A series of tax hikes aimed at encouraging foreign-invested auto manufacturers in Vietnam to increase local content ratios has left the industry seething and predicting impending closures.
From today, import duties on complete-knocked-down (CKD) component kits for vehicles with 15 seats or less increase to 25 percent from the previous 20 percent.
Under the finance ministry's Decision 110, which was signed off on July 25, the rate for 16 to 24 seaters rises to 15 percent from 10 percent, and doubles to 10 percent for larger capacity vehicles.
The government has justified the increases as a means of helping the domestic parts industry grow by forcing manufacturers to raise their local parts content rather than importing them from abroad for assembly in Vietnam.
In a separate decision announced in June, special consumption tax (SCT) will rise from its current five percent to 24 percent on cars with five seats or less from the beginning of next year, with similar gains for larger vehicles.
The SCT rates will increase annually until 2007, at which point cars will be taxed at an outlandish 80 percent and other sized vehicles at between 25 and 50 percent.
To compound the industry's woes, value-added tax on CKD imports will also double to 10 percent across all vehicle categories from next January.
The Vietnam Automobile Manu-facturers Association (VAMA), which is made up of 11 foreign-invested companies including Toyota, DaimlerChrysler and Ford, says the tax increases will devastate the industry.
It predicts sales will plunge by 30 to 40 percent next year as the companies are forced to pass on these added costs to consumers.
"Currently we are making around 30,000 units per year. Over the last few years, the automotive industry is growing very fast at 30 [to] 50 percent annually. Now the dramatic increase in price will stop this growth, and worse, bring our sales volume fall back to the volume of 1999 [to] 2000 period," a spokesman for the industry association said.
"In that situation, of course our revenue and profit plans will suffer a heavy blow. Our business plans will not be healthy any longer," the spokesman said.
"Many VAMA members may have to close their operations in Vietnam. The whole industry is put under the risk of a shaky future," he added.
All vehicles assembled in the communist nation, where motorbikes remain the undisputed kings of the roads, are for domestic consumption.
The government has come under heavy flak for its handling of the issue from VAMA, which only got wind of the tax proposals at the end of January and which were originally slated to come into force from April.

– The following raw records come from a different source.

PR #710, opened 2020-04-02
Fix envsetup when run in zsh

lbonn:
Well, we never promised it would work with zsh, but this should fix it.

As bash array were not bad enough, zsh has to do it differently... :cry:

### DIFF
--- a/scripts/envsetup.sh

The situation is very different from what auto manufacturers had envisaged when they flocked into the communist nation in the mid-1990s ago seeking to tap anticipated soaring income levels.
Their business plans, however, were derailed by the 1997 to 1998 Asian financial crisis, and today annual per capita income is only around US$400, way below the US$3,000 to US$4,000 mark that experts say is necessary to maintain satisfactory growth in the industry.
To date VAMA members have invested over US$500 million in Vietnam, excluding related investments in companies supporting the auto industry.
But its investment future now looks bleak.
"We have actually canceled many of our planned investment projects because they are not feasible under the new tax scheme. This has adverse effects on both the automotive industry as well as Vietnam's total foreign investment," the VAMA spokesman said.
Tony Foster, chairman of the Hanoi chapter of the American Chamber of Commerce, concurs that the tax increases will trigger concerns among potential investors in the Southeast Asian country.
"The auto industry has invested a substantial amount of money here and to change the ground rules fairly substantially tells foreign investors that they could be in for a nasty shock," he said.